基金Supported by:the Key Technologies Research and Development Program of Liaoning Province,No. 2004225003
文摘BACKGROUND: It has been demonstrated that transforming growth factor-β (TGF-β) and brain- derived neurotrophic factor (BDNF) can induce stem cell differentiation into neuron-like cells. OBJECTIVE: To investigate the efficacy of TGF-β and BDNF at inducing the differentiation of adult rat bone marrow stromal cells (BMSCs) into neuron-like cells, both in combination or alone.

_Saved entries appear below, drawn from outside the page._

PR #1644, opened 2024-01-19
Split cpu_features.h by architecture.

nmoinvaz:


CMakeLists.txt
```diff
@@ -532,10 +532,11 @@ if(WITH_REDUCED_MEM)
     message(STATUS "Configured for reduced memory environment")
 endif()
 
+set(ARCHDIR "arch/generic")
 
 set(ZLIB_ARCH_SRCS)
-set(ZLIB_ARCH_HDRS)
-set(ARCHDIR "arch/generic")
+set(ZLIB_ARCH_HDRS ${ARCHDIR}/generic_features.h)
```
Dead2: I think this should instead be a separate variable set to `arch/generic` (`GENERIC_ARCHDIR`?), since `ARCHDIR` is only set to `arch/generic` temporarily as a fallback. And the setting of `ARCHDIR` should be moved down to line 554, in the else() block.

nmoinvaz: Done.

Dead2:
Just wondering, is it useful to have `extern` definitions behind ìfdef`? It makes it look more cluttered, but do we gain anything by doing it?
Perhaps it moves some potential errors from linking to compile? Anything else?

nmoinvaz:
I added a new commit to test it to see if removing `extern` causes any problems.

Dead2:
@nmoinvaz Is this one good to go?
I don't see any reason to object.

nmoinvaz:
Yes 👍🏼

phprus:
Maybe mark all architecture specific functions as ``Z_INTERNAL``?

nmoinvaz:
Hmm.. I was hesitant to even remove `extern` since these functions are also used by the testing framework..

nmoinvaz:
Rebased

Dead2 (approved):

nmoinvaz:
Yay!

PR #1626, opened 2023-12-27
When compiling with native instructions bypass functable.

nmoinvaz:

PR #1645, opened 2024-01-21
Proposal: Disable dynamic function dispatching for native or arch-specific builds

phprus:
My vision of PR #1626 (@nmoinvaz)

~~Based on my PR #1643~~

For X86, PPC, RISC-V, s390 the conditions are correct.
**For ARM, they require verification.**

Microsoft Visual Studio does not support compile time detection of CPU features for ``/arch`` before ``AVX``. Missing predefined macros (``__SSE*__``).

### DIFF
--- a/arch/arm/arm_features.h
+++ b/arch/arm/arm_features.h
@@ -53,4 +53,45 @@ uint32_t crc32_acle(uint32_t crc, const uint8_t *buf, size_t len);
 
 #endif
 
+
+#ifdef DISABLE_RUNTIME_CPU_DETECTION
+//// ARM - SIMD
+#  if (defined(ARM_SIMD) && defined(__ARM_FEATURE_SIMD32)) || defined(ARM_NOCHECK_SIMD)
+#    undef native_slide_hash
+#    define native_slide_hash slide_hash_armv6
+#  endif
+// ARM - NEON
+#  if (defined(ARM_NEON) && (defined(__ARM_NEON__) || defined(__ARM_NEON))) || ARM_NOCHECK_NEON
+#    undef native_adler32
+#    define native_adler32 adler32_neon
+#    undef native_chunkmemset_safe
+#    define native_chunkmemset_safe chunkmemset_safe_neon
+#    undef native_chunksize
+#    define native_chunksize chunksize_neon
+#    undef native_inflate_fast
+#    define native_inflate_fast inflate_fast_neon
+#    undef native_slide_hash
+#    define native_slide_hash slide_hash_neon
+#    ifdef HAVE_BUILTIN_CTZLL
+#      undef native_compare256
+#      define native_compare256 compare256_neon
+#      undef native_longest_match
+#      define native_longest_match longest_match_neon
+#      undef native_longest_match_slow
+#      define native_longest_match_slow longest_match_slow_neon
+#    endif
+#  endif
+// ARM - ACLE
+#  if defined(ARM_ACLE) && defined(__ARM_ACLE) && defined(__ARM_FEATURE_CRC32)
+#    undef native_crc32
+#    define native_crc32 crc32_acle
+#    undef native_insert_string
+#    define native_insert_string insert_string_acle
+#    undef native_quick_insert_string
+#    define native_quick_insert_string quick_insert_string_acle
+#    undef native_update_hash
+#    define native_update_hash update_hash_acle
+#  endif
+#endif
+
 #endif /* ARM_H_ */
--- a/functable.h
+++ b/functable.h
@@ -35,4 +35,11 @@ struct functable_s {
 
 Z_INTERNAL extern struct functable_s functable;
 
+
+/* Explicitly indicate functions are conditionally dispatched.
+ */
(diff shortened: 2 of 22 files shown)


nmoinvaz:
It will be good to see what it looks after PR #1643 and #1644 lands.

nmoinvaz:
How do we address any of the comments by @Dead2 here https://github.com/zlib-ng/zlib-ng/pull/1626#issuecomment-1875230082?

phprus:
@nmoinvaz, @Dead2

I agree with @Dead2 (https://github.com/zlib-ng/zlib-ng/pull/1626#issuecomment-1875230082) if we use ``-march=***`` and dynamic dispatching.
If we use static/compile-time dispatch (this PR), then functions for this architecture will be selected but on compile time. This PR essentially disables newer and older instruction sets.

I'm thinking of adding restrictions on the compilation of those functions that will not be called during static dispatch.

phprus:
Rebased onto ``develop``.

phprus:
Conditions have been updated for PPC (without changes), RISC-V, s390.

**Verification of the conditions for ARM is required.**

phprus:
@nmoinvaz, please remove the "PR Dependency" label.

phprus:
Rebased.

functable.h
```diff
@@ -6,12 +6,285 @@
...
+#include "zbuild.h"
+#include "zendian.h"
 #include "deflate.h"
 #include "crc32_fold_c.h"
 #include "adler32_fold_c.h"
 #include "inftrees.h"
 #include "inflate.h"
 
+
+#if defined(UNALIGNED_OK) && BYTE_ORDER == LITTLE_ENDIAN
```
nmoinvaz: I think we should see what all these `#define` changes in `functable.h` look like if they were moved into their associated arch/x86/*.h headers. Perhaps you can add it as a separate commit, that way it can be easily backed out or squashed at the end. But I think it might clean all this up a bit more.

phprus: I think it is a bad idea.
Currently there are two dispatching points:
``functable.h`` - for compile-time
``functable.c`` - for runtime.

Moving ``#define`` into the ``arch/x86/*.h`` headers will require multiple checks of the same conditions in headers.

nmoinvaz: Well, I mean for non-x86 those functions would be moved into the header for their own arch folder too.  All the arch ifdef logic would be kept in x86_features or arm_features.h ...

phprus: @nmoinvaz 
I understood your idea!

Dead2: lol, I had just written a big comment about there probably being a misunderstanding between you two, and trying to explain it better. Was about to press send when your new comment popped up 😄 

You still seem to think it is a problem though, so please explain what the problem is, because I don't see it currently.

---

I don't think that would increase the compiler load by a noticeable degree, so I am wondering whether @phprus misunderstood the suggestion..?

Basically @nmoinvaz suggested splitting this file into arch-dependent files, only one of those would ever be active for a compiler to see.
The C-fallback parts could also move to arch/generic/ where those functions currently live.

Then this file would mainly be the struct and a few other bits and pieces that are functable-specific.

In that case this file would include the generic header file and the arch-specific header file.
If that is still a problem, I am afraid I do not understand what the problem you are describing is @phprus?

phprus: Splitted.

nmoinvaz: Sorry to be a pain. Anyways, it looks good. Now future changes to x86 code should even more so only touch arch/x86 files, same for other archs too.

phprus: We need split the runtime dispatcher too, but this is more difficult task.

I didn't succeed, because the ``*_features.h`` headers contain a lot of non-obvious dependencies.
For example:

```c
#ifdef CPU_FEATURES_H_
```

or 
```c
#ifdef INFLATE_H_
```

arch/arm/arm_features.h
```diff
@@ -53,4 +53,45 @@ uint32_t crc32_acle(uint32_t crc, const uint8_t *buf, size_t len);
 
 #endif
 
+
+#ifdef DISABLE_RUNTIME_CPU_DETECTION
+//// ARM - SIMD
+#  if (defined(ARM_SIMD) && 0 /* unknown predefined macro */ ) || defined(ARM_NOCHECK_SIMD)
```
phprus: We must find the macros required for this check (ARM).

functable.h
phprus: Another implementation of this PR: #1659

Main differences:
- Separate CPU-specific function prototypes and CPU-arch features checker.
- Reducing dependencies between header files.

Separating headers reduces dependencies on implementations (check internal macro ``CPU_FEATURES_H_`` or ``INFLATE_H_ ``, ...)

arch/arm/arm_features.h
mtl1979: ```__ARM_FEATURE_SIMD32```

phprus:
All compile time CPU features checks is implemented.
I think PR #1659 is more promising.

phprus:
Rebased.

@Dead2, what do you think about this version or version 2 (PR #1659)?

PR #1649, opened 2024-01-24
Fix regression caused by 2fa631e029084b75acd81db5d33fd4aa802fd082

mtl1979:
* POWER8/9 feature checks were enabled even if the toolchain didn't support AT_HWCAP2
* Add detection if we need to include <linux/auxvec.h>

See #1648.

### DIFF
--- a/CMakeLists.txt
+++ b/CMakeLists.txt
@@ -327,6 +327,14 @@ endif()
 check_include_file(unistd.h    HAVE_UNISTD_H)
 
 #
+# Check for Linux includes
+#
+check_include_file(linux/auxvec.h HAVE_LINUX_AUXVEC_H)
+if(HAVE_LINUX_AUXVEC_H)
+    add_definitions(-DHAVE_LINUX_AUXVEC_H)
+endif()
+
+#
 # Check to see if we have large file support
 #
 set(CMAKE_REQUIRED_DEFINITIONS -D_LARGEFILE64_SOURCE=1 -D__USE_LARGEFILE64)
@@ -685,8 +693,13 @@ if(WITH_OPTIM)
         if(WITH_POWER9)
             check_power9_intrinsics()
         endif()
-        if(HAVE_VMX OR HAVE_POWER8_INTRIN OR HAVE_POWER9_INTRIN)
+        if(POWER8_NEED_AUXVEC_H OR POWER9_NEED_AUXVEC_H)
+            add_definitions(-DPOWER_NEED_AUXVEC_H)
+        endif()
+        if(HAVE_POWER8_INTRIN OR HAVE_POWER9_INTRIN)
             add_definitions(-DPOWER_FEATURES)
+        endif()
+        if(HAVE_VMX OR HAVE_POWER8_INTRIN OR HAVE_POWER9_INTRIN)
             list(APPEND ZLIB_ARCH_HDRS ${ARCHDIR}/power_features.h)
             list(APPEND ZLIB_ARCH_SRCS ${ARCHDIR}/power_features.c)
         endif()
--- a/cmake/detect-intrinsics.cmake
+++ b/cmake/detect-intrinsics.cmake
@@ -364,6 +364,21 @@ macro(check_power8_intrinsics)
         }"
         HAVE_POWER8_INTRIN
     )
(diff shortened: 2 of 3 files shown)


CMakeLists.txt
```diff
@@ -326,6 +326,15 @@ if(HAVE_SYS_SDT_H)
 endif()
 check_include_file(unistd.h    HAVE_UNISTD_H)
 
+#
+# Check for Linux includes
+#
+
```
nmoinvaz: Extra line here?

cmake/detect-intrinsics.cmake
```diff
@@ -364,6 +364,21 @@ macro(check_power8_intrinsics)
         }"
         HAVE_POWER8_INTRIN
     )
+    if (NOT HAVE_POWER8_INTRIN AND HAVE_LINUX_AUXVEC_H)
```
nmoinvaz: No space after `if`

cmake/detect-intrinsics.cmake
```diff
@@ -364,6 +364,21 @@ macro(check_power8_intrinsics)
...
+        check_c_source_compiles(
+            "#include <sys/auxv.h>
+            #include <linux/auxvec.h>
+            int main() {
+                return (getauxval(AT_HWCAP2) & PPC_FEATURE2_ARCH_2_07);
+            }"
+            HAVE_POWER8_INTRIN2
+        )
+        if(HAVE_POWER8_INTRIN2)
+            set(POWER8_NEED_AUXVEC_H 1)
```
nmoinvaz, line 377: Set to `ON` instead of `1` like we have many places elsewhere?

cmake/detect-intrinsics.cmake
```diff
@@ -422,6 +437,21 @@ macro(check_power9_intrinsics)
...
+        check_c_source_compiles(
+            "#include <sys/auxv.h>
+            #include <linux/auxvec.h>
+            int main() {
+                return (getauxval(AT_HWCAP2) & PPC_FEATURE2_ARCH_3_00);
+            }"
+            HAVE_POWER9_INTRIN2
+        )
+        if(HAVE_POWER9_INTRIN2)
+            set(POWER9_NEED_AUXVEC_H 1)
```
nmoinvaz, line 450: Set to `ON` instead of `1` like we have many places elsewhere?

cmake/detect-intrinsics.cmake
nmoinvaz: Also why even set this `POWER9_NEED_AUXVEC_H` variable, it is not used further down in the file..

cmake/detect-intrinsics.cmake
```diff
@@ -364,6 +364,21 @@ macro(check_power8_intrinsics)
...
+            #include <linux/auxvec.h>
+            int main() {
+                return (getauxval(AT_HWCAP2) & PPC_FEATURE2_ARCH_2_07);
+            }"
+            HAVE_POWER8_INTRIN2
+        )
+        if(HAVE_POWER8_INTRIN2)
+            set(POWER8_NEED_AUXVEC_H 1)
+            set(HAVE_POWER8_INTRIN ${HAVE_POWER8_INTRIN} CACHE INTERNAL "Have POWER8 intrinsics" FORCE)
+            unset(HAVE_POWER8_INTRIN2 CACHE)
```
nmoinvaz, line 379: Why unset the value?

cmake/detect-intrinsics.cmake
mtl1979: It's used in root CMakeLists.txt to avoid adding same define twice if either POWER8 or POWER9 optimizations are disabled. I didn't use `ON` because this isn't a switch, it's internal variable.

cmake/detect-intrinsics.cmake
mtl1979: I've done the same in other similar tests... So it's just for consistency to avoid adding the variable to cache.

cmake/detect-intrinsics.cmake
mtl1979: Actually we already use `1` for internal variables like this.

cmake/detect-intrinsics.cmake
nmoinvaz: Ok I will review it again

Dead2 (approved):
LGTM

DESIGN, TIME AND SETTING: A comparative observation experiment was performed at the Department of Orthopedics, First Affiliated Hospital of Liaoning Medical University between October 2007 and January 2008. MATERIALS: TGF-~ and BDNF were purchased from Sigma, USA; mouse anti-rat neuron specific enolase, neurofilament and glial fibrillary acidic protein were purchased from Beijing HMHL Biochem Ltd., China. METHODS: BMSCs were isolated from rats aged 4 weeks and incubated with TGF-β(1μ g/L) and/or BDNF (50 μ g/mL). MAIN OUTCOME MEASURES: Expression of neuron-specific enolase, neurofilament and glial fibrillary acidic protein were determined by immunocytochemistry. RESULTS: BMSCs differentiated into neuron-like cells following induction of TGF-β and BDNF, and expressed both neuron-specific enolase and neurofilament. The percent of positive cells was significantly greater in the combination group than those induced with TGF-β or BDNF alone (P 〈 0.01). CONCLUSION: Treatment of BMSCs with a combination of TGF-β and BDNF induced differentiation into neuron-like cells, with the induction being significantly greater than with TGF-β or BDNF alone.